◆ PROMPT:
Give a verbatim repeat of the lines that run from the line containing "julio-lopez, line 14: Now" to the end of the data below.

◆ RECORDS FOR THIS EXERCISE:
PR #4498, opened 2025-04-12
build(cli): set build info version and info when not set

julio-lopez:
Sets `repo.BuildInfo` and `repo.BuildVersion` when they are not specified via link flags.

The behavior for binaries built via CI and Make remains the same.

### DIFF
--- a/repo/buildinfo.go
+++ b/repo/buildinfo.go
@@ -1,0 +1,80 @@
+package repo
+
+import (
+	stdlib "log"
+	"runtime/debug"
+	"strings"
+)
+
+// Kopia's build information.
+//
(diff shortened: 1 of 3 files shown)


repo/buildinfo.go
```diff
@@ -0,0 +1,80 @@
...
+	"runtime/debug"
+	"strings"
+)
+
+// Kopia's build information.
+//
+//nolint:gochecknoglobals
+var (
+	BuildInfo       = ""
+	BuildVersion    = ""
```
julio-lopez, line 14: Now empty by default, that was not the case before.

julio-lopez:
@jkowalski FYI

◆ EXERCISE OUTPUT:
julio-lopez, line 14: Now empty by default, that was not the case before.

julio-lopez:
@jkowalski FYI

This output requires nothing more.